TASK TO COMPLETE - Your answer should consist of the lines below that hold the word "await".

Saved data entries
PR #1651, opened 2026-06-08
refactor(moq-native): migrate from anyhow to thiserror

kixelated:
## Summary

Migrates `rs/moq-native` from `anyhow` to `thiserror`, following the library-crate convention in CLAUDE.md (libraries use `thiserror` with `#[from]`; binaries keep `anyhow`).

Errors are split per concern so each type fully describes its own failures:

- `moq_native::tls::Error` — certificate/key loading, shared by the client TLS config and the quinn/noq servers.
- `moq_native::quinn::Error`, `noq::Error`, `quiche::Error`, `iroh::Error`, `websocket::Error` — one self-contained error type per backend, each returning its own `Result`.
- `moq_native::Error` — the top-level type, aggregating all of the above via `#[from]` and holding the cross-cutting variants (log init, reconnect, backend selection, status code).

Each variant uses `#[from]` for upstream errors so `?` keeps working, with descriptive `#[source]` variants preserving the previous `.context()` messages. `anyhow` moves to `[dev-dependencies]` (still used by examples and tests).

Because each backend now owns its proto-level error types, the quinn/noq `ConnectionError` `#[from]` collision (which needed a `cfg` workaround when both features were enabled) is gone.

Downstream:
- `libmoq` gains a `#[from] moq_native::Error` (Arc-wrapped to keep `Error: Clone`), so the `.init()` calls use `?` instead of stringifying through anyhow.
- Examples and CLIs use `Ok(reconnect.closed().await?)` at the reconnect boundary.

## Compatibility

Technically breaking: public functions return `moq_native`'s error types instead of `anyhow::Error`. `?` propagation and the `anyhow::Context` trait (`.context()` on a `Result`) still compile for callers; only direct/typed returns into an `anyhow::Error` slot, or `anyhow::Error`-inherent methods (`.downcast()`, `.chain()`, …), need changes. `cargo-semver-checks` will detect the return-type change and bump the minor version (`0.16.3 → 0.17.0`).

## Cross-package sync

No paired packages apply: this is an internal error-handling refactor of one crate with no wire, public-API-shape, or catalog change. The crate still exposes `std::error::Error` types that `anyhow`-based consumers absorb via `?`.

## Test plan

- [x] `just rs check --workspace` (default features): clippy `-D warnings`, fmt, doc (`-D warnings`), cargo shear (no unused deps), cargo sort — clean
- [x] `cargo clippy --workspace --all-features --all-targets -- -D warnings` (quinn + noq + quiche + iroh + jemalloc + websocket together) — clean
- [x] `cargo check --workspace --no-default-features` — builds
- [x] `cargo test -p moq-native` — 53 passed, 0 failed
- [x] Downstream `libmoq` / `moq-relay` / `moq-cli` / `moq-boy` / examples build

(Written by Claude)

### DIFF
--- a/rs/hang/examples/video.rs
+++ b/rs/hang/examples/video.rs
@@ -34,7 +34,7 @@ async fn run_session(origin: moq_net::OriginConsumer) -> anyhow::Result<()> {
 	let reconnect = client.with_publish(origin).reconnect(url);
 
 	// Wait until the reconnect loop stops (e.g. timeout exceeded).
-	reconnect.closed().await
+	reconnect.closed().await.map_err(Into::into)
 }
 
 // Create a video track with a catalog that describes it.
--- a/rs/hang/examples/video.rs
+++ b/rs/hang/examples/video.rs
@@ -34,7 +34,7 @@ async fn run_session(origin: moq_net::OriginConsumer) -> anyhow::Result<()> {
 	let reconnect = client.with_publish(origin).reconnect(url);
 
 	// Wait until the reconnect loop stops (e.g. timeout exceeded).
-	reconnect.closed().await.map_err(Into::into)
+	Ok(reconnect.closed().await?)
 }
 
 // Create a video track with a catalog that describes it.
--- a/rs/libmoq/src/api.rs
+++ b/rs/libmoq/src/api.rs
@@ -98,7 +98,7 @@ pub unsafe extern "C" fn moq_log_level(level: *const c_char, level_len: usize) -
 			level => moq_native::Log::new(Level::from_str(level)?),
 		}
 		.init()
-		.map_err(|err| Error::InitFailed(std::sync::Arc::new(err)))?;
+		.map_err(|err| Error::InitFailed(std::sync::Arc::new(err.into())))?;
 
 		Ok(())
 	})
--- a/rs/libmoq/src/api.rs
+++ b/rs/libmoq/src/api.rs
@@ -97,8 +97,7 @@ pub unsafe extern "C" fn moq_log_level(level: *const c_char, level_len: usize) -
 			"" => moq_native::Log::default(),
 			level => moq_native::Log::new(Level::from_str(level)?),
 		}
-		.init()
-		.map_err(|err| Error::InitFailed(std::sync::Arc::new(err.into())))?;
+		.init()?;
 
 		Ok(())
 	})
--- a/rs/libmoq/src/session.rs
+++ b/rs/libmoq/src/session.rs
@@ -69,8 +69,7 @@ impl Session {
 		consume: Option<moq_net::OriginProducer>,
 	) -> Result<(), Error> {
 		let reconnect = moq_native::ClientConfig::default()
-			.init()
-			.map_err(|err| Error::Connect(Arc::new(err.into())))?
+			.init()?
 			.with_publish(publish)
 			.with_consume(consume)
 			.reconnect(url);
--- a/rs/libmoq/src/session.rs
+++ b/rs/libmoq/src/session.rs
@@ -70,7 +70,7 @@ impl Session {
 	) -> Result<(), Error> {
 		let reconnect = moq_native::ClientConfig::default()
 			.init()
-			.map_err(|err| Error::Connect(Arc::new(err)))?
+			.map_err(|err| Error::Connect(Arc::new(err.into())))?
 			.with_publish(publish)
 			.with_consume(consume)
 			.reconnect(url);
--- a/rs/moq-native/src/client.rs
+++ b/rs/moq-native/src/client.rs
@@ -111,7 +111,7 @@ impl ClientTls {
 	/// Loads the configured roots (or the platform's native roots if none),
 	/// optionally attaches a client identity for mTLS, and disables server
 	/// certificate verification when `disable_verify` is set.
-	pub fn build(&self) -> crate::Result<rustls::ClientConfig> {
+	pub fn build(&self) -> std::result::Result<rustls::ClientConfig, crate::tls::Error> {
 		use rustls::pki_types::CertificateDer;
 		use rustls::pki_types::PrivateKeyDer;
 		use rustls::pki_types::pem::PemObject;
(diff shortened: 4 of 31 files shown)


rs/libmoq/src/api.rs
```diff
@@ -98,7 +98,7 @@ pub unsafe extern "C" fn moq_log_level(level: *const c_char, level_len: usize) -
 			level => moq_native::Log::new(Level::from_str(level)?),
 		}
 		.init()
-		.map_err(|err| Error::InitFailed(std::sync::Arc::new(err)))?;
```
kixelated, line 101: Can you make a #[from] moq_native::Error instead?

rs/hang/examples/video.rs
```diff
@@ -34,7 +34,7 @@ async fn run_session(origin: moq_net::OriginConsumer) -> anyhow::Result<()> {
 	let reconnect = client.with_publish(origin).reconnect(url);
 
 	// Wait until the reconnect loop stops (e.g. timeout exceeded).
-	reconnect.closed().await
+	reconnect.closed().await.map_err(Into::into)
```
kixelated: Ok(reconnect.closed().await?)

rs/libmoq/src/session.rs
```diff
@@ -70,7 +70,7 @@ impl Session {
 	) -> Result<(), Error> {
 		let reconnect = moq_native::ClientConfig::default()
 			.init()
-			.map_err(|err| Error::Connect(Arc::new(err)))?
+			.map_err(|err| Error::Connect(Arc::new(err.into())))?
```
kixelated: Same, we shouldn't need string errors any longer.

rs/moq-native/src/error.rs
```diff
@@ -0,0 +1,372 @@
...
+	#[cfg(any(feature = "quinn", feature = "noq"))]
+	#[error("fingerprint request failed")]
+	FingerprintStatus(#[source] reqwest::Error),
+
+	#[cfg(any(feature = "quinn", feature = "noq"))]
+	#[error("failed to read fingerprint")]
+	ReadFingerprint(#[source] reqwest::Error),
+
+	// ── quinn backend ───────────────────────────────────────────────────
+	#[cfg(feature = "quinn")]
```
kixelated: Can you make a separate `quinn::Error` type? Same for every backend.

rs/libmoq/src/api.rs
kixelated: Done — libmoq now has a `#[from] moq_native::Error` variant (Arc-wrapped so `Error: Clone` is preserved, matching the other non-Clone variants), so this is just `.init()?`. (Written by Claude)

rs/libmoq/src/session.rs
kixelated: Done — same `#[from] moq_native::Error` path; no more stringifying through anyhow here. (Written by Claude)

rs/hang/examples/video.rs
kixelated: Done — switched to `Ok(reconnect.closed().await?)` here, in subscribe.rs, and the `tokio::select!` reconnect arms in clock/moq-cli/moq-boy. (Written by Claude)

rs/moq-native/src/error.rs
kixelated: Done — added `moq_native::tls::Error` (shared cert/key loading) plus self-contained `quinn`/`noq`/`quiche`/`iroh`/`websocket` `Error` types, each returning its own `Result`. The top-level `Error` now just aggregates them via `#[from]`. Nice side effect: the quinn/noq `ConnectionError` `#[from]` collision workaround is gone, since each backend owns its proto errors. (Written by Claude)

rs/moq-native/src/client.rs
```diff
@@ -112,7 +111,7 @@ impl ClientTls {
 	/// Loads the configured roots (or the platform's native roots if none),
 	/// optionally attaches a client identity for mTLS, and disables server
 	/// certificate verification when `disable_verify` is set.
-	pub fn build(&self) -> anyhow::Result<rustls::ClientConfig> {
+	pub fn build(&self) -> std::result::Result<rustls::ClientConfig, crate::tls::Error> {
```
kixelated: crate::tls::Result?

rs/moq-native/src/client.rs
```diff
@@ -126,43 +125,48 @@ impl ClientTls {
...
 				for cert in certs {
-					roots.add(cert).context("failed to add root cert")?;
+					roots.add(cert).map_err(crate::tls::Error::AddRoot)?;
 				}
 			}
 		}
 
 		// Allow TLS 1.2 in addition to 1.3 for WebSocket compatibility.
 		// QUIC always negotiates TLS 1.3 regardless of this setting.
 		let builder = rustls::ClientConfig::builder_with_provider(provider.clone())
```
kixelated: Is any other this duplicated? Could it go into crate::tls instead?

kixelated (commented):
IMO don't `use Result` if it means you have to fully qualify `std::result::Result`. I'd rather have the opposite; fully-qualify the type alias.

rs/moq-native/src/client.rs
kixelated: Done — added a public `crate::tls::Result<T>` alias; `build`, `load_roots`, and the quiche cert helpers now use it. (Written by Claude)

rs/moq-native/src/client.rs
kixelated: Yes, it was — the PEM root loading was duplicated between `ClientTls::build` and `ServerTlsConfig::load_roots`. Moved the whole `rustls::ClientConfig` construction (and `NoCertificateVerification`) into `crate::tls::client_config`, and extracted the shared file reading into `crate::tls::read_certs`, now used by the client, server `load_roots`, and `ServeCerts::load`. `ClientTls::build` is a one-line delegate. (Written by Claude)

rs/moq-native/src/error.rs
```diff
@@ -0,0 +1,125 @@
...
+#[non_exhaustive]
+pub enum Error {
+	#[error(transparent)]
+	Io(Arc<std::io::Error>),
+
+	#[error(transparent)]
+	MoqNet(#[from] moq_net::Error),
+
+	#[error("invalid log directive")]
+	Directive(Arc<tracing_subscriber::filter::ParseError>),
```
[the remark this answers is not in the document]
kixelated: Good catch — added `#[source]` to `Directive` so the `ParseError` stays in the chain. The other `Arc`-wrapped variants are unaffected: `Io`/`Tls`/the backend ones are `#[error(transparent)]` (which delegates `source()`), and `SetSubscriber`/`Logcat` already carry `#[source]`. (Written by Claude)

EXPECTED OUTPUT -
- Examples and CLIs use `Ok(reconnect.closed().await?)` at the reconnect boundary.
-	reconnect.closed().await
+	reconnect.closed().await.map_err(Into::into)
-	reconnect.closed().await.map_err(Into::into)
+	Ok(reconnect.closed().await?)
-	reconnect.closed().await
+	reconnect.closed().await.map_err(Into::into)
kixelated: Ok(reconnect.closed().await?)
kixelated: Done — switched to `Ok(reconnect.closed().await?)` here, in subscribe.rs, and the `tokio::select!` reconnect arms in clock/moq-cli/moq-boy. (Written by Claude)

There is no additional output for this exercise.